The airborne nanoparticle concentration during routine operation were presented as 3 h average values measured on a normal operation day, specifically over 9:00–12:00 and 21:00–24:00, respectively. Table 1 shows that the nocturnal background particle concentrations vary among different sampling locations. The ASU Nanofab area showed concentrations ranging from 7 to 15 #/cm3, while the MTW fab area recorded consistent concentration ranging from 2 to 14 #/cm3. The MTW return air areas exhibited higher particle concentrations, ranging from 2 to 89 #/cm3.
On a routine operation day, the ASU Nanofab exhibited a significant increase in particle number concentrations for both PECVD and wet etching areas. The concentrations rose from 7 #/cm3 and 15 #/cm3 to 313 #/cm3 and 201 #/cm3, respectively, during working hours. This increase is associated with heightened occupancy during these hours due to research and training activities. In contrast, MTW did not exhibit this trend, reflecting lower occupancy levels as it operates continuously with a limited operator presence in the cleanroom. However, these conditions change during maintenance operations. In the present study, sampling was performed during preventive maintenance activities, specifically when technicians vent and access the vacuum chambers to clean the chamber surfaces using humidified fabrics before resealing and reestablishing a vacuum. The entire process typically lasts for 30 min, unless unexpected issues arise (Table 1).
Preventive maintenance significantly affected the occurrence of particles in the environment of some tools. Both PECVD tool areas in Nanofab and in MTW experienced significant airborne-particle increases (618 #/cm3 and 375 #/cm3 from 313 #/cm3 and 22 #/cm3, respectively). During the MTW PECVD tool-maintenance processes, a spike in particle counts of up to 4120 #/cm3 was detected, two orders of magnitude higher than during routine operation. This is consistent with a previous report by Liao et al. who observed an even higher spike (647,000 #/cm3) during PECVD tool maintenance [9].
Etching tools exhibited different results, based on the specific instruments sampled. Notably during chlorine etching and dry-etching-tool-maintenance processes, airborne nanoparticle concentrations increased with concentrations rising from 16 #/cm3 and 139 #/cm3 to 523 #/cm3 and 260 #/cm3, respectively, consistent with previous reports by Choi et al. [13], indicating that maintenance processes can elevate particle concentrations 2–4 times higher than during normal operation processes for dry-etching tools. In contrast, no significant increase in particle number concentration was observed during maintenance processes for fluorine and plasma etching.
Our observational study is the first one to also investigate sputtering tools and plasma asher environments during maintenance procedures. Both sputtering tool areas tested exhibited increased airborne particle concentrations during maintenance (from 10 #/cm3 and 15 #/cm3 to 718 #/cm3 and 227 #/cm3), while concentrations in the vicinity of the plasma asher remained consistently low (from 2 #/cm3 to 7 #/cm3).

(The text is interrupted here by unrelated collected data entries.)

PR #1545, opened 2025-04-13
Descrease amount of calls to nextInt for numerify

snuyanzin:
Since `nextInt` is one of the top consumers while executing `numerify` the idea is to reduce amount of calls to `nextInt`. 
For instance if we need to execute `numerify` for `####` then 4 digit number should be generated.
Current approach is generation a digit for every `#`. At the same time if `#` are together we can first count them and generate one number and then pick digits for every `#`. Then only one call to `nextInt` will be required. 
For sure if amount of sharps is large then several calls will be required (because of limited amount of numbers for int)
I also tried `nextLong` however it works significantly slower than `nextInt`.

some measurements for 6 `#` like
```java
@Benchmark
public void numerify(Blackhole blackhole) {
    blackhole.consume(DATA_FAKER.numerify("######"));
}
```
before PR
```
Benchmark                           Mode  Cnt      Score     Error   Units
DatafakerTemplateStrings.numerify  thrpt   10  39593.364 ± 237.243  ops/ms
```
after PR
```
Benchmark                           Mode  Cnt      Score     Error   Units
DatafakerTemplateStrings.numerify  thrpt   10  48787.181 ± 255.048  ops/ms
```

For cases with less than 5 `#` it is almost same behavior (no significant diff)

As a result it should also speed up a number of providers for id and address generation where such `numerify` calls are used, probably something else. Perhaps in similar way `letterify` might be improved... however not in this PR

### DIFF
--- a/src/main/java/net/datafaker/service/FakeValuesService.java
+++ b/src/main/java/net/datafaker/service/FakeValuesService.java
@@ -373,22 +373,27 @@ public class FakeValuesService {
 
     private String bothify(String input, FakerContext context, boolean isUpper, boolean numerify, boolean letterify) {
         final int baseChar = isUpper ? 'A' : 'a';
+        boolean changed = false;
         final char[] res = input.toCharArray();
+        RandomService randomService = context.getRandomService();
         for (int i = 0; i < res.length; i++) {
             switch (res[i]) {
                 case '#' -> {
                     if (numerify) {
-                        res[i] = DIGITS[context.getRandomService().nextInt(10)];
+                        changed = true;
+                        i += GenerationUtils.generateAndSetNumber(i, res, res[i], randomService) - 1;
                     }
                 }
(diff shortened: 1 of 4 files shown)


kingthorin (approved):

asolntsev:
@snuyanzin @kingthorin If you ask me, I would say this PR brings quite a complex code, and doesn't give remarkable benefits. The improvement in speed is extremely insignificant. Sorry :)

kingthorin:
It's already been merged. I'm not rolling it back at this point. You guys can great debate it and let us know.

asolntsev:
@kingthorin No-no, I don't want battles. All right. Just shared my impression. :)

kingthorin:
😁 battle was a ridiculous word to use, I dunno why I said it that way.

More like debate....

3.2. Particle Concentration Temporal Change during Maintenance

Figure 3 displays the evolution over time of particle concentrations during maintenance processes for the PECVD (II) and sputtering tools (I) located in MTW. The heat map highlights the two specific events with the highest maximum spike (Figure 3a) and highest maintenance average (Figure 3b) in terms of particle number concentration, the color dots on the heat map indicate the size-resolved-particle number concentration at specific moment. The light-purple background means no particles have been detected during the monitoring processes.
In Figure 3a the maintenance day on the PECVD tool is shown. The SMPS recording started at 14:13, and the PECVD vacuum chamber was opened at 14:20. A spike in particle concentration (4120 #/cm3) was detected using the SMPS at the same time as the chamber gate was opened, suggesting the release of particles from inside the vacuum chamber or potentially the generation of new particles upon contact with ambient air [14]. The strong laminar air flow within the cleanroom effectively removed the particles, resulting in a rapid decrease (4120 #/cm3 to 225 #/cm3 in next SMPS scan). Overall, throughout the entire PECVD tool-maintenance processes only a few particle spikes were recorded resulting in an average particle number concentration of 321 #/cm3, which is significantly higher than the background concentration during routine operation (15 #/cm3).
Figure 3b shows the particle concentration observations during sputtering-tool (I) maintenance, which presented the highest average concentration of airborne particles (718 #/cm3) and a peak value of 3440 #/cm3. In contrast to the observations for the PECVD (II) tool, the airborne nanoparticle concentration during sputtering (I)-tool maintenance remained consistently high throughout the entire period with less-significant peaks. After maintenance, the airborne nanoparticle levels rapidly decreased to ~166 #/cm3 and eventually back to the background level (8 #/cm3) at nighttime. The sputtering tool exhibited a higher number of particles, measuring over 100 nm compared to the PECVD tools; additional discussion is provided in the next section. For reference, heat maps for all tool-maintenance activities are available in Figure S1.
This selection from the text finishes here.